*Your objective:*
Scan the records below. List lines holding "more".

*Records contained in a dataset:*
----

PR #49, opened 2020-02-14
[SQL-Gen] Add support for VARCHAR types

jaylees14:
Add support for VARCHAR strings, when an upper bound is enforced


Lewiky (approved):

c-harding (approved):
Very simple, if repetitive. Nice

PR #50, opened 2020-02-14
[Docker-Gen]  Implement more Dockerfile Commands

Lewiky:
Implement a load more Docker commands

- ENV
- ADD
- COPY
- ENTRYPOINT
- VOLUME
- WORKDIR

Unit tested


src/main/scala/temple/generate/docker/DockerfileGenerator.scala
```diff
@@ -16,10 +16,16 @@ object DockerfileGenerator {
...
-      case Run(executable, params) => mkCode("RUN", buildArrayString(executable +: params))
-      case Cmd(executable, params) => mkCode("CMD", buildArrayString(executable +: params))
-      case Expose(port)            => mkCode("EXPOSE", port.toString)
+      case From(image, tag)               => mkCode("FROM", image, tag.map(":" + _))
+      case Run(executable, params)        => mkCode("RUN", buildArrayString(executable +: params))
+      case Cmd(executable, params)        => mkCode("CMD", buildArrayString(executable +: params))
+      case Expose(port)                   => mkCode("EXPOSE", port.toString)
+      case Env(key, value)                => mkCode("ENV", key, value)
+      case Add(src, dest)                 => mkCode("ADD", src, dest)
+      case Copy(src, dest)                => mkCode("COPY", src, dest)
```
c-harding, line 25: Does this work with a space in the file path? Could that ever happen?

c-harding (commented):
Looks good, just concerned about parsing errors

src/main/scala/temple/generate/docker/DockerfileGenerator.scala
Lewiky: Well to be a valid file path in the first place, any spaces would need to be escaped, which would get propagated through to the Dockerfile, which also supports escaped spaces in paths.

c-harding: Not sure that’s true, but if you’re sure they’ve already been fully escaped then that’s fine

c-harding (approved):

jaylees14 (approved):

----

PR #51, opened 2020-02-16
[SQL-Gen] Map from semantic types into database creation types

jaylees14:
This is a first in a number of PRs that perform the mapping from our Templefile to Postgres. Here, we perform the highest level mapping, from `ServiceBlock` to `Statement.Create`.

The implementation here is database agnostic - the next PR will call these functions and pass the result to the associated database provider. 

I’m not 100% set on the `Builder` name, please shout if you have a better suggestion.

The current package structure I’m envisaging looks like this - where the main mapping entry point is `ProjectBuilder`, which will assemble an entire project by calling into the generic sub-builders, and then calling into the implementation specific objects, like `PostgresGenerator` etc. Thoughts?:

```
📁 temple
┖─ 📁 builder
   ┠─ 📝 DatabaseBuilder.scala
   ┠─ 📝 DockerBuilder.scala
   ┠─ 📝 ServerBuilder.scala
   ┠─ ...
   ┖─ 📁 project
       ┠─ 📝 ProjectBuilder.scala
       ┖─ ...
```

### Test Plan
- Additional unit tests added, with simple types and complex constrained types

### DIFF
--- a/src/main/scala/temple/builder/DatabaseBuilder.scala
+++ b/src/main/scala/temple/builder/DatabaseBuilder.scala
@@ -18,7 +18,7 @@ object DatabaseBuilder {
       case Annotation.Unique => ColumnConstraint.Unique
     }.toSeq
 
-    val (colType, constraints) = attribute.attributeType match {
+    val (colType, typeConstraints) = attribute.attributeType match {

----

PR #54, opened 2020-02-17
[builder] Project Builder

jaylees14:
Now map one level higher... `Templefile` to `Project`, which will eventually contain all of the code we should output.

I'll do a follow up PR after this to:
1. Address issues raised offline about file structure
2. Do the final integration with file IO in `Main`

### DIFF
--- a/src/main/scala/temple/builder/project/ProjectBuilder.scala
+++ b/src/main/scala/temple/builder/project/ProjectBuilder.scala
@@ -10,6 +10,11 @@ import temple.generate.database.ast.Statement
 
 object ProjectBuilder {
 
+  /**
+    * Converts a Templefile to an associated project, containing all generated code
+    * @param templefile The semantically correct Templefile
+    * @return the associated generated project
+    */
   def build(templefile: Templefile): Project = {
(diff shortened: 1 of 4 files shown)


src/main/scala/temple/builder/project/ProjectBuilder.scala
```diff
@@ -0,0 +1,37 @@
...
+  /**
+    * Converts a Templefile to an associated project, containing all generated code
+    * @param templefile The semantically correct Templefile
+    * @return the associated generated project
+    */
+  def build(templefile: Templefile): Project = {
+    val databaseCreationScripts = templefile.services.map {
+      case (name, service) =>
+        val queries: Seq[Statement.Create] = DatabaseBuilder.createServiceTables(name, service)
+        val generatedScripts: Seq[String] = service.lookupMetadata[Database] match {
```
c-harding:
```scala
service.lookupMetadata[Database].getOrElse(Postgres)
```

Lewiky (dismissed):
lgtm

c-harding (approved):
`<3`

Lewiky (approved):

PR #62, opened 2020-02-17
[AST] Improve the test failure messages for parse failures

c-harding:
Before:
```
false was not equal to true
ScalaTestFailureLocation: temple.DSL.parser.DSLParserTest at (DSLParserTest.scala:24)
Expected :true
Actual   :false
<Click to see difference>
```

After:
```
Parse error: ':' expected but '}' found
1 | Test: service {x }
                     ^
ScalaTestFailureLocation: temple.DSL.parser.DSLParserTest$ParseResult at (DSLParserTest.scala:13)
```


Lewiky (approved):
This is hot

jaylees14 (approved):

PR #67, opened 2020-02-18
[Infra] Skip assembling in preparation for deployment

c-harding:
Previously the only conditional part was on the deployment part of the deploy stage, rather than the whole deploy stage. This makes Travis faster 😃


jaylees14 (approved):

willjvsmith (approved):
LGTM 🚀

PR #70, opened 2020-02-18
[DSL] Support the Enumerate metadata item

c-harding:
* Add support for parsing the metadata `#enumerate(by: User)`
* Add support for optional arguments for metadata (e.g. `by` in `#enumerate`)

----

*Answer section:*
[Docker-Gen]  Implement more Dockerfile Commands
Implement a load more Docker commands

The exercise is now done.